To Succeed Take Up A Challenge!
by Bala
(Mumbai, Maharashtra, India)
Sujatha was a ROMANTIC type of personality. She could become friendly with people quite easily but when her boy friend began to IGNORE her over the past few weeks due to reasons best known to him only, it became very difficult for her to concentrate on her work. She also lost her usual friendly outlook in life.
One EVENING as she was going home from her office she learnt from some old friends that a few NGO’s were conducting different types of voluntary services for the benefit of the slum children and called for volunteers.
She offered her services for the same since she had read in some magazines that doing such voluntary work enabled people to get their tension and worries RELEASED.
She became a volunteer for teaching English and mathematics to the slum children in her locality in the age group of 5 to 7 years.
She was a commerce graduate working in a private firm as an accountant.

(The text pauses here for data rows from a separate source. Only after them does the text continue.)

PR #1314, opened 2023-08-26
Bump Node.js to v18 per Pending v16 EOL

abhillman:
Node.js 16.x will leave maintenance status 2022-09-11. Source: https://github.com/nodejs/release#release-schedule.

Per the OpenJS foundation, the 18.x series is currently recommended. Source: https://nodejs.org/en.

Resolves https://github.com/malloydata/malloy/issues/1313

PR #1317, opened 2023-08-30
Specific nixos/nix:2.15.2

abhillman:
**tl;dr**: this ensures that the latest package definitions are fetched from `nixpkgs`

---

We change the image to `nixos/nix:2.15.2` to ensure that we pull this specific image from the cache, which is populated with a more recent version of `nixpkgs`.

Updating `nixos/nix` references was done with the following:

```bash
git grep --null --files-with-matches "nixos/nix" |
  xargs --null -I{} sed -i 's/nixos\/nix/nixos\/nix:2.15.2/' {}
```

This will allow us to use the latest official package references; for example https://search.nixos.org/packages?channel=23.05&show=nodejs_18.

---

For a concrete example of why this is helpful, see https://github.com/malloydata/malloy/pull/1314#discussion_r1309498349.

### DIFF
--- a/cloudbuild/README.md
+++ b/cloudbuild/README.md
@@ -15,7 +15,7 @@ There are several technologies to be aware of:
 The way that we run tests:
 
 - we have a `cloudbuild.yaml` file that specifies the build -- see `cloudbuild/build-test/cloudbuild.yaml`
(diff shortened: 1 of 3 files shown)


abhillman:
cc/ @whscullin

PR #1332, opened 2023-09-10
Disallow asymmetric aggregate over repeated nested relationships

christopherswenson:
Accidentally pushed directly to `main`. This PR should logically contain: https://github.com/malloydata/malloy/commit/5dc9df70140966258d95e61d0aec4c199dbb3a1d

Expands on https://github.com/malloydata/malloy/pull/1325

Given:

* `nested` is a nested structure with `structRelationship = { type: 'nested', isArray: true }`
* `nested_inline` is a nested structure with `structRelationship = { type: 'nested_inline', isArray: false }`
* `inline` is a nested structure with `structRelationship = { type: 'inline' }`

These are the warnings/errors:

| Example | Warning / Error | Note |
| ---| -|-|
| `sum(nested.column)` | Error: Join path is required for this calculation; use `nested.column.sum()` | `nested.column` doesn't use a join, but it uses a nested column, and we require explicit locality here too; since `nested` is repeated, it's an error, not a warning |
| `nested.column.sum()` |  | |
| `source.sum(nested.column)` |  | Error: Cannot compute `sum` across repeated relationship `nested`; use `nested.column.sum()` |
| `sum(nested_inline.column)` | Warning: Join path is required for this calculation; use `nested_inline.column.sum()` or `source.sum(nested_inline.column)` to get a result weighted with respect to `nested_inline` | `nested_inline` is not repeated |
| `nested_inline.column.sum()` |  | |
| `source.sum(nested_inline.column)` |  | |
| `sum(inline.column)` | Warning: Join path is required for this calculation; use `inline.column.sum()` or `source.sum(inline.column)` to get a result weighted with respect to `inline` | `inline` is not repeated |
| `inline.column.sum()` |  | |
| `source.sum(inline.column)` |  | |


christopherswenson:
Closing in favor of https://github.com/malloydata/malloy/pull/1335

PR #1352, opened 2023-09-21
add * { except: } for wildcard expansion in select: *

mtoy-googly-moogly:
On the way to towards a more full featured star.

`select: * { except: badThing, otherBadThing }`

What's missing is "*" in index doesn't use this, and the user request was also to have rename, which is more code to implement

* [x] @lloydtabb 
* [x] @christopherswenson 
* [x] @carlineng

### DIFF
--- a/packages/malloy/src/lang/ast/field-space/query-spaces.ts
+++ b/packages/malloy/src/lang/ast/field-space/query-spaces.ts
@@ -132,6 +132,9 @@ export abstract class QuerySpace
     }
     const dialect = this.dialectObj();
     for (const [name, entry] of current.entries()) {
+      if (wild.except.has(name)) {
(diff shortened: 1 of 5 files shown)


lloydtabb:
I really think `replace:` is the key thing here not (rename).  I think we should be able to replace a field with an expression including that field without having to do it in two steps.

  https://cloud.google.com/bigquery/docs/reference/standard-sql/query-syntax#select_replace

as long as you are ok with someday including this functionality I'm good.

```
select: * { 
  except: badThing, otherBadThing 
  replaces:
     foo is FOO
     bar is UPPER(bar)
}
```

mtoy-googly-moogly:
I wrote a sentence about replaces: on the roadmap

PR #1368, opened 2023-09-26
Expose model imports

whscullin:
In order to do better cache invalidation, I need to know what files a model depends on, so when an upstream file changes, the current model recompiles (https://github.com/malloydata/malloy-vscode-extension/issues/258) and that info is not currently exposed.


mtoy-googly-moogly:
I could implement the "give me the whole list" ... do you really need to locations or would just a list of URL's be enough?

whscullin:
Just the URLs would be enough.

whscullin:
Closing in favor of https://github.com/malloydata/malloy/pull/1490

PR #1376, opened 2023-09-29
duckdb 0.9.2

whscullin:
Experiment with updating to duckdb 0.9.0. There was an issue with prebuilt binaries for 0.9.0 so this uses a recent dev build.

@lloydtabb / @christopherswenson - A bunch of UDF tests are failing, like "Multi value to udf". The results from DuckDB are lacking the "t1" property name. Not clear to me if this is a bug or a change in behavior we need to adapt to.

BigQuery:
```json
[
      {
        "fun": [
          {
            "t1": 52
          }
        ]
      }
    ]
```

DuckDB/DuckDB WASM:
```json
 [
      {
        "fun": [
          {
            "": 52
          }
        ]
      }
    ]
```

### DIFF
--- a/package-lock.json
+++ b/package-lock.json
@@ -4062,9 +4062,9 @@
       "link": true
     },
     "node_modules/@malloydata/duckdb-wasm": {
-      "version": "0.0.3",
-      "resolved": "https://registry.npmjs.org/@malloydata/duckdb-wasm/-/duckdb-wasm-0.0.3.tgz",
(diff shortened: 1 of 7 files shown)


whscullin:
Another failure is:
```
 modeled having complex - duckdb

    expect(received).toBe(expected) // Object.is equality

    Expected: 102
    Received: 178
```

lloydtabb:
I saw some stuff in their release notes about a change here.  It may be intentional but it sure is weird...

The NGO staff had briefed her on how to go about it since she was a first time volunteer. But they also told her that based on certain guidelines they gave her and the syllabus containing the lessons for the children, she can teach the children in her own way also as long as she was able to motivate them to pick up the subjects quickly and retain them.
As per the terms of service she had to conduct classes for about 2 hours per day for at least 3 days of the week for about 3 or 4 months at a time. Even though it was quite INCONVENIENT to do such work 3 days per work adjusting her office timings, she was ready for it.
During the last 4 classes she had spent with the children, some of them became quite friendly with her, while some others were a little shy, but a majority of them appeared to be undecided whether to become friendly with her, whether to make the efforts to understand what she was saying and try to do the work she gave them or not etc.
The work she gave them was not heavy. It was quite light only, but even that was quite an effort for them. She understood the PROBLEM, since she knew that the children were from the under privileged sections of the society and so she had to be highly patient to produce any result from them.
She found out that they had already attended school for sometime in the past intermittently only due to their domestic conditions and due to such patchy attendance in school, they had only a shallow knowledge of both English and mathematics. This information was useful for her to plan how to proceed further.
For the English lessons she would give a list of words such as TREE, HOUSE, car, train, plane, rain etc on a piece of PAPER and also show a picture of them if possible.
She would ask them to construct a simple sentence using some or all of the words given by her.
She would also give the idea of how to form the sentence in the present tense, past tense and future tense using those words WITHOUT taxing their brains much.
She realized that making sentences in 3 tenses may not be easy for the kids but she was experimenting with them as a way of providing some challenges thrown at them and how they managed them.
In mathematics classes the progress was very slow since the children did not like the subject and were afraid of even trying to understand it, so she would try to make learning the subject easy by showing different types of toys, pictures, sketches and showing how to count them by arranging them in different sets. But she found the task quite tough as compared to teaching English.
Well, such is the status of life she thought.
People from middle class are not aware of the situation of how the people from poorer sections of the society lead their lives and so she was trying her best to face the challenge and come out with as much success as possible.